Finding Arc Length of x & y from 0 to 4

[Stratosphere]

Homework Statement

Find the length of
\ x =t^{3}
\ y =t^{2}
0 \leqt\leq 4

Homework Equations

I would write the formula for the arc length but I don't know how to make a definite integral.

The Attempt at a Solution

I have the whole thing set up and I'm ready to integrate but I seem to have forgotten how to integrate \int\ \sqrt{9t^{4}+2t^{2}}dt

 

[darkmagic]

From the integral you set up, first factor t^2, then it will become t by square root. After that, use trigonometric substitution. 3t=sqrt(2)tan(theta), 3dt=sqrt(2)sec^2(theta), then substitute them to the integral

 

[Stratosphere]

Unfortunately I don't follow you, after I factor out the t^2 I get
\int\sqrt{t^{2}(9t^{2}+2)} after that I don't know what your trying to say.

 

[Mark44]

Bring the t² factor out of the radical so that the integrand becomes
t\sqrt{9t^2 + 2}.

Also, it is much simpler to evaluate this integral using an ordinary substitution instead of the more complicated trig substitution that darkmagic suggested.

 

[Mark44]

Also, here is the definite integral. Click on it to see the LaTeX code that I used.
\int_{0}^{4} t\sqrt{9t^2 + 2}~dt

 

[Stratosphere]

I hate to ask again but I think I rushed through U-substitution to fast. I don't see anything that's the derivative of the otherthing so I'm not sure what to pick for U.

 

[slider142]

I hate to ask again but I think I rushed through U-substitution to fast. I don't see anything that's the derivative of the otherthing so I'm not sure what to pick for U.

Recall the chain rule: If f is a function of g and g is a function of t, and we define h(t) = f(g(t)), then h'(t) = f'(g(t))g'(t).
What is the derivative of the inside of that radicand in your integral? Can you modify the outside of the integral so that the integrand resembles a chain rule?

 

[Mark44]

I hate to ask again but I think I rushed through U-substitution to fast. I don't see anything that's the derivative of the otherthing so I'm not sure what to pick for U.

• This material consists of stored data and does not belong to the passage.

PR #485, opened 2018-09-22
Fix Decrement integer

BackEndTea:
This PR:

- [x] Fixes some issues surrounding DecrementInteger
- [x] Uses `toLowerString` for php-parser name nodes
- [x] Covered by tests

The checks for the decrement integer mutator did not consider the `sizeOf` function, which is an alias of `count`. It did not behave correctly if the count function was on the right side of the equation. Which needs to have greater than and lesser than flipped.

I also changed our own `strtolower` for node names to use php-parser's `toLowerString`.

### DIFF
--- a/src/Mutator/Number/DecrementInteger.php
+++ b/src/Mutator/Number/DecrementInteger.php
@@ -18,7 +18,7 @@ use PhpParser\Node;
  */
 final class DecrementInteger extends Mutator
 {
-    private const COUNT_NAME = ['count', 'sizeof'];
+    private const COUNT_NAMEs = ['count', 'sizeof'];
 
     /**
      * Decrements an integer by 1
@@ -55,8 +55,8 @@ final class DecrementInteger extends Mutator
 
         if ($parentNode->left instanceof Node\Expr\FuncCall
             && \in_array(
-                $this->getLowercaseMethodName($parentNode, 'left'),
-                self::COUNT_NAME,
+                $parentNode->left->name->toLowerString(),
+                self::COUNT_NAMEs,
                 true)
         ) {
             return $this->isAllowedLeftSideCountComparison($parentNode);
@@ -64,8 +64,8 @@ final class DecrementInteger extends Mutator
 
         if ($parentNode->right instanceof Node\Expr\FuncCall
             && \in_array(
-                $this->getLowercaseMethodName($parentNode, 'right'),
-                self::COUNT_NAME,
+                $parentNode->right->name->toLowerString(),
+                self::COUNT_NAMEs,
                 true)
         ) {
             return $this->isAllowedRightSideCountComparison($parentNode);
@@ -104,10 +104,5 @@ final class DecrementInteger extends Mutator
     {
         return $parentNode instanceof Node\Expr\BinaryOp\Smaller
             || $parentNode instanceof Node\Expr\BinaryOp\SmallerOrEqual;
-    }
-
-    private function getLowercaseMethodName(Node $node, string $part): string
-    {
-        return $node->{$part}->name->toLowerString();
     }
 }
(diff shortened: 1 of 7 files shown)


src/Mutator/Number/DecrementInteger.php
```diff
@@ -18,7 +18,7 @@
  */
 final class DecrementInteger extends Mutator
 {
-    private const COUNT_NAME = 'count';
+    private const COUNT_NAME = ['count', 'sizeof'];
```
borNfreee: `COUNT_NAMES`?

tests/Mutator/Number/DecrementIntegerTest.php
```diff
@@ -122,6 +132,54 @@ public function provideMutationCases(): array
...
+                <<<'PHP'
+<?php
+
+if (0 == count($a)) {
+    echo 'bar';
+}
+PHP
+                ,
+            ],
+            'It does decrement zero when it is compared as greater than count() on the right side' => [
```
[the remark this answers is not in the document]
sanmai: Yeah, it does not. It only makes sense to decrement positive integers.

Ah, and I see that it won't decrement `1` in that case too.

src/Mutator/Number/DecrementInteger.php
```diff
@@ -38,37 +38,76 @@ protected function mutatesNode(Node $node): bool
...
+                $this->getLowercaseMethodName($parentNode, 'left'),
+                self::COUNT_NAME,
+                true)
+        ) {
+            return $this->isAllowedLeftSideCountComparison($parentNode);
+        }
+
+        if ($parentNode->right instanceof Node\Expr\FuncCall
+            && \in_array(
+                $this->getLowercaseMethodName($parentNode, 'right'),
```
sanmai: I get this method was before, but how is it better than just `$node->right->name->toLowerString();`... That's going to be much easier to understand tbh.

tests/Mutator/Number/DecrementIntegerTest.php
```diff
@@ -162,24 +162,6 @@ public function provideMutationCases(): array
 if (0 == count($a)) {
     echo 'bar';
 }
-PHP
-                ,
-            ],
-            'It does decrement zero when it is compared as greater than count() on the right side' => [
```
borNfreee: seems like the code still decrements `0` to `-1`, but now we don't have a test that proves it.

do we need to update the code to not decrement in this case?

src/Mutator/Number/DecrementInteger.php
```diff
@@ -18,7 +18,7 @@
  */
 final class DecrementInteger extends Mutator
 {
-    private const COUNT_NAME = 'count';
+    private const COUNT_NAMEs = ['count', 'sizeof'];
```
borNfreee: `COUNT_NAMES`, not `COUNT_NAMEs`

tests/Mutator/Number/DecrementIntegerTest.php
```diff
@@ -150,6 +190,24 @@ public function provideMutationCases(): array
 if (count($a) < -1) {
     echo 'bar';
 }
+PHP
+                ,
+            ],
+            'It does decrement when compared against a variable function' => [
```
borNfreee: could you please restore test removed in the previous commit and make sure that it does **not** decrement `0` to `-1` in this case:

```php
if (0 > count($a)) {	
    echo 'bar';	
}
```

BackEndTea: In that case the following should also not be allowed:

```diff
<?php

- if (count($a) < 0) {
+ if (count($a) < -1) {
    echo 'bar';
}
```

I'm thinking we can probably simplify this whole thing and just say: 'if count is compared to 0 in any way, don't mutate it.'

borNfreee: > if count is compared to 0 in any way, don't mutate it

yes, since result of `count()` is strictly not negative

borNfreee:
Thank you @BackEndTea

Then you should review this technique. For your problem, let u = 9t² + 2. Then du = ______ dt ?

 

[Stratosphere]

I got the answer to be

\frac{(9t^{3}+2)^{3/2}}{18}

is this right?

 

[Mark44]

I got the answer to be

\frac{(9t^{3}+2)^{3/2}}{18}

is this right?

It's easy enough to check for yourself. Just differentiate what you have and if it's correct, you should get the integrand you started with.

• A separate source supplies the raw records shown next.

PR #487, opened 2018-09-22
Validate phpunit.xml

### LINKED ISSUE #409: Infection does not fail gracefully on an invalid phpunit.xml
For example, for this `phpunit.xml`:
```xml
<invalid>
</invalid>
```
Infection fails with:

```
PHP Fatal error:  Uncaught Error: Call to a member function setAttribute() on null in 
src/TestFramework/PhpUnit/Config/XmlConfigurationHelper.php:62
```

borNfreee:
This PR:

- [x] Fixes #409
- [x] Add `phpunit.xml` validation: by checking the root node and then by XSD schema if needed/possible. XSD can be validated with local and remote (http[s]) paths to files
- [x] Adds `ext-libxml` to the list of required extensions. This is *not a new requirement*, just made it explicit by adding to `composer.json`

### DIFF
--- a/src/TestFramework/PhpUnit/Config/Exception/InvalidPhpUnitXmlConfigException.php
+++ b/src/TestFramework/PhpUnit/Config/Exception/InvalidPhpUnitXmlConfigException.php
@@ -1,0 +1,26 @@
+<?php
+/**
+ * Copyright © 2017-2018 Maks Rafalko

I will say, though, that it appears you have made an error in your integration. Also, when you do get the correct antiderivative, you will still need to evaluate it at 4 and at 0 -- you're working with a definite integral, so you should get a number for your arc length.

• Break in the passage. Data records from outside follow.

Issue #407, opened 2018-07-07
Do not mutate code that is ignored from code coverage


sebastianbergmann:
Code that is ignored from code coverage (`@codeCoverageIgnore` annotation on a class or method; `@codeCoverageIgnoreStart` and `@codeCoverageIgnoreEnd` blocks; `@codeCoverageIgnore` on a single line) should not be mutated.

sebastianbergmann:
Thanks for pointing out the workaround!

borNfreee:
partially implemented (for class and method level). Thank you @sebastianbergmann

PR #491, opened 2018-09-25
@codeCoverageIgnore annotations support

borNfreee:
This PR Fixes https://github.com/infection/infection/issues/407:

- [x] Covered by tests

There were requested 4 cases regarding PHPUnit's annotation:

- [x] `@codeCoverageIgnore` on the class level
- [x] `@codeCoverageIgnore` on the method level
- [ ] `@codeCoverageIgnore` on the line level
- [ ] `@codeCoverageIgnoreStart` and `codeCoverageIgnoreEnd` to ignore any lines of code.

This PR considers only the first two cases. Here is an explanation of why didn't I implement 3rd and 4th:

## `@codeCoverageIgnore` on the line level

There are 2 reasons why I think we should not support this case:

1. It's very tricky to implement with PHP-Parser. Look at this simple code:

```php
# test.php file
<?php

exit; // @codeCoverageIgnore
```

And this is what the AST looks like:

```php
./vendor/bin/php-parse test.php

4: Stmt_Expression[3:1 - 3:5](
    expr: Expr_Exit[3:1 - 3:4](
        expr: null
    )
)
5: Stmt_Nop[4:1 - 3:5](
    comments: array(
        0: // @codeCoverageIgnore
    )
)
```

The comment is not assigned to the `Expr_Exit` node, instead, it is assigned to the `Stmt_Nop` node that is completely another node in the tree.

And here is a `--var-dump` output of the `Stmt_Nop`:

```php
object(PhpParser\Node\Stmt\Nop)#1084 (1) {
    ["attributes":protected]=>
    array(5) {
      ["startLine"]=>
      int(4)
      ["startFilePos"]=>
      int(35)
      ["comments"]=>
      array(1) {
        [0]=>
        object(PhpParser\Comment)#1083 (4) {
          ["text":protected]=>
          string(23) "// @codeCoverageIgnore"
          ["line":protected]=>
          int(3)
          ["filePos":protected]=>
          int(12)
          ["tokenPos":protected]=>
          int(4)
        }
      }
      ["endLine"]=>
      int(3)
      ["endFilePos"]=>
      int(11)
    }
  }
```

Note that this method has `startLine`=4, `endLine`=3, and has comment which also starts on the line 3, which is a mess or PHP-Parser's bug.

2. Second reason is I don't think it's worth to write some not stable code to support this little feature. I have literally never seen a piece of code that uses `@codeCoverageIgnore` on the line level to ignore just one particular line of code.

## `@codeCoverageIgnoreStart` and `codeCoverageIgnoreEnd` 

This case is more difficult than the previous one. 

For such code:

```php
<?php

$a = 1;

// @coverageIgnoreStart
$b = 2;
$c = 3;

// @coverageIgnoreEnd

1;
```

We have the following AST:

<details>
<summary>AST dump (click me)</summary>

```php
array(
    0: Stmt_Expression[3:1 - 3:7](
        expr: Expr_Assign[3:1 - 3:6](
            var: Expr_Variable[3:1 - 3:2](
                name: a
            )
            expr: Scalar_LNumber[3:6 - 3:6](
                value: 1
            )
        )
    )
    1: Stmt_Expression[6:1 - 6:7](
        expr: Expr_Assign[6:1 - 6:6](
            var: Expr_Variable[6:1 - 6:2](
                name: b
                comments: array(
                    0: // @coverageIgnoreStart
                )
            )
            expr: Scalar_LNumber[6:6 - 6:6](
                value: 2
            )
            comments: array(
                0: // @coverageIgnoreStart
            )
        )
        comments: array(
            0: // @coverageIgnoreStart
        )
    )
    2: Stmt_Expression[7:1 - 7:7](
        expr: Expr_Assign[7:1 - 7:6](
            var: Expr_Variable[7:1 - 7:2](
                name: c
            )
            expr: Scalar_LNumber[7:6 - 7:6](
                value: 3
            )
        )
    )
    3: Stmt_Expression[11:1 - 11:2](
        expr: Scalar_LNumber[11:1 - 11:1](
            value: 1
            comments: array(
                0: // @coverageIgnoreEnd
            )
        )
        comments: array(
            0: // @coverageIgnoreEnd
        )
    )
)
```

</details>

Note that `@coverageIgnoreEnd` is assign to the `1;` line of code, and the number of code comment is 9 while the number of the `1;` is 11, which is again a little bit confusing.

Of course, we can collect all comments of all nodes when each node is visited, and then somehow understand where `@coverageIgnoreStart` and `@coverageIgnoreEnd` were placed, but this looks for me too difficult with the little value.

If you think we still should implement last two cases, I would do it as a separate PR to not make this one overcomplicated.

### DIFF
--- a/src/Mutant/Generator/MutationsGenerator.php
+++ b/src/Mutant/Generator/MutationsGenerator.php
@@ -18,6 +18,8 @@ use Infection\Mutant\Exception\ParserException;
 use Infection\Mutation;
 use Infection\Mutator\Util\Mutator;
 use Infection\TestFramework\Coverage\CodeCoverageData;
+use Infection\Visitor\CodeCoverageClassIgnoreVisitor;
+use Infection\Visitor\CodeCoverageMethodIgnoreVisitor;
 use Infection\Visitor\FullyQualifiedClassNameVisitor;
 use Infection\Visitor\MutationsCollectorVisitor;
 use Infection\Visitor\ParentConnectorVisitor;
@@ -133,9 +135,11 @@ final class MutationsGenerator
             $onlyCovered
         );
 
+        $traverser->addVisitor(new CodeCoverageClassIgnoreVisitor());
         $traverser->addVisitor(new ParentConnectorVisitor());
         $traverser->addVisitor(new FullyQualifiedClassNameVisitor());
         $traverser->addVisitor(new ReflectionVisitor());
+        $traverser->addVisitor(new CodeCoverageMethodIgnoreVisitor());
         $traverser->addVisitor($mutationsCollectorVisitor);
 
         $traverser->traverse($initialStatements);
--- a/src/Mutant/Generator/MutationsGenerator.php
+++ b/src/Mutant/Generator/MutationsGenerator.php
@@ -26,6 +26,7 @@ use Infection\Visitor\ParentConnectorVisitor;
 use Infection\Visitor\ReflectionVisitor;
 use PhpParser\Node;
 use PhpParser\NodeTraverser;
+use PhpParser\NodeVisitorAbstract;
 use PhpParser\Parser;
 use Symfony\Component\Finder\SplFileInfo;
 
@@ -83,10 +84,11 @@ final class MutationsGenerator
     /**
      * @param bool $onlyCovered mutate only covered by tests lines of code
      * @param string $filter
+     * @param NodeVisitorAbstract[] $extraNodeVisitors
      *
      * @return Mutation[]
      */
-    public function generate(bool $onlyCovered, string $filter = ''): array
+    public function generate(bool $onlyCovered, string $filter = '', array $extraNodeVisitors = []): array
     {
         $sourceFilesFinder = new SourceFilesFinder($this->srcDirs, $this->excludeDirsOrFiles);
         $files = $sourceFilesFinder->getSourceFiles($filter);
@@ -96,7 +98,7 @@ final class MutationsGenerator
 
         foreach ($files as $file) {
             if (!$onlyCovered || $this->hasTests($file)) {
-                $allFilesMutations[] = $this->getMutationsFromFile($file, $onlyCovered, $this->mutators);
+                $allFilesMutations[] = $this->getMutationsFromFile($file, $onlyCovered, $extraNodeVisitors);
             }
 
             $this->eventDispatcher->dispatch(new MutableFileProcessed());
@@ -110,11 +112,11 @@ final class MutationsGenerator
     /**
      * @param SplFileInfo $file
      * @param bool $onlyCovered mutate only covered by tests lines of code
-     * @param array $mutators
+     * @param NodeVisitorAbstract[] $extraNodeVisitors extra visitors to influence to mutation collection process
      *
      * @return Mutation[]
      */
-    private function getMutationsFromFile(SplFileInfo $file, bool $onlyCovered, array $mutators): array
+    private function getMutationsFromFile(SplFileInfo $file, bool $onlyCovered, array $extraNodeVisitors): array
     {
         try {
             /** @var Node[] $initialStatements */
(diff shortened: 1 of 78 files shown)


src/Visitor/CodeCoverageMethodIgnoreVisitor.php
```diff
@@ -0,0 +1,54 @@
...
+
+        $docComment = $method->getDocComment();
+
+        if ($docComment === false) {
+            return null;
+        }
+
+        if (strpos($docComment, '@codeCoverageIgnore') !== false) {
+            /*
+             * This is a workaround to "disable" this Node from mutation.
```
borNfreee: See https://github.com/nikic/PHP-Parser/issues/534 for a feature request to support this case

src/Mutant/Generator/MutationsGenerator.php
```diff
@@ -126,17 +128,33 @@ private function getMutationsFromFile(SplFileInfo $file, bool $onlyCovered, arra
...
-        $traverser->addVisitor(new ReflectionVisitor());
-        $traverser->addVisitor($mutationsCollectorVisitor);
+        $orderedVisitors = [
+            40 => new ParentConnectorVisitor(),
+            30 => new FullyQualifiedClassNameVisitor(),
+            20 => new ReflectionVisitor(),
+            10 => $mutationsCollectorVisitor,
+        ];
+
+        $visitorsQueue = new \SplPriorityQueue();
```
BackEndTea: I think we should move this logic out of this class. The ordering that is.

I think we can extend the NodeTraverser, and maybe opt to open an issue or PR on php-parser to get that functionality in there.

borNfreee: > I think we should move this logic out of this class.

could you please elaborate on this? move to to which class? how would it look like? what are the benefits? where to store priorities?

> I think we can extend the NodeTraverser

again - what for? I'm not a big fan of extending (read - overriding) lib's classes, so I would like to understand the purpose here.

borNfreee: > My idea would be to move this to a new class.

Done https://github.com/infection/infection/pull/491/commits/623906c13be7b5e85fb38f58d3b3e417c415a614

> That is because it is not the responsibility of this class to determine the order in which node visitors should be used.

The order of visitors was determined before this PR (in master) in this class, by ordering `->addVistor()` method calls

```php
$traverser->addVisitor(new ParentConnectorVisitor());
$traverser->addVisitor(new FullyQualifiedClassNameVisitor());
$traverser->addVisitor(new ReflectionVisitor());
$traverser->addVisitor($mutationsCollectorVisitor);
```

and I think this is a correct place to do that, because it is how PHP-Parser NodeTraverser's API works - we create an object and adds ordered visitors to influence to the AST.

If you mean we should move `->addVisitor()` method calls to one more class - I would say this would be an overkill

sanmai:
I would really enjoy having `@codeCoverageIgnore` just on the class/method level right about in the next version.  `@codeCoverageIgnoreStart` and `@codeCoverageIgnoreEnd` are not as wanted. Just saying.

Maybe this task could be merged and released in parts, what do you think?

borNfreee:
@BackEndTea I've fixed your comment, could you please review again?

src/Visitor/CodeCoverageMethodIgnoreVisitor.php
BackEndTea: With 4.1.0 released we can bump the minimum version and use that.

borNfreee:
Shit, PHPStan fails with https://travis-ci.org/infection/infection/jobs/439746807#L656 because it uses the class autoloaded from `phpstan.phar` (4.0.*` rather than from `vendor` folder.

I would ignore this by adding to `phpstan-src.neno` - `ignoreErrors` unless they either upgrade PHPParser to 4.1 or prefix their phar

src/Visitor/CodeCoverageMethodIgnoreVisitor.php
borNfreee: @BackEndTea done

Show us how you did the substitution and the work after that, and we'll help you out.

 

[darkmagic]

ok. I do not see that. Just a u-substitution.

 

[Stratosphere]

Here are my steps

\ \int_{0}^{4} t\sqrt{9t^2 + 2}~dt

\ \frac{1}{18}\int 18t\sqrt{9t^2 + 2}~dt

\ u=9t^2 + 2
\ du=18t

\ \frac{1}{18} \int (u)^{1/2} du
\ \frac{1}{18} \frac{(9t^{2}+2)^{3/2}}{3/2}

I can't see where I went wrong.

 

[Mark44]

Here are my steps

\ \int_{0}^{4} t\sqrt{9t^2 + 2}~dt

\ \frac{1}{18}\int 18t\sqrt{9t^2 + 2}~dt

\ u=9t^2 + 2
\ du=18t

The last line should be du = 18t dt. If you get in the habit of omitting this differential, it can come back around and bite you in more complicated integrals.

\ \frac{1}{18} \int (u)^{1/2} du
\ \frac{1}{18} \frac{(9t^{2}+2)^{3/2}}{3/2}
Now all you need to do to finish this is to evaluate your antiderivative at the two endpoints, 0 and 4.

I can't see where I went wrong.

That's slightly different from what you had in post #9. If you look closely, you should see the difference.

To continue where you left off, and doing a little simplification

\ \int_{0}^{4} t\sqrt{9t^2 + 2}~dt
(using your substitution and then undoing the substitution)
\ = \ \frac{1}{27} ~(9t^{2}+2)^{3/2}\vert_0^4
Now, just evaluate this antiderivative at 4 and at 0 and subtract.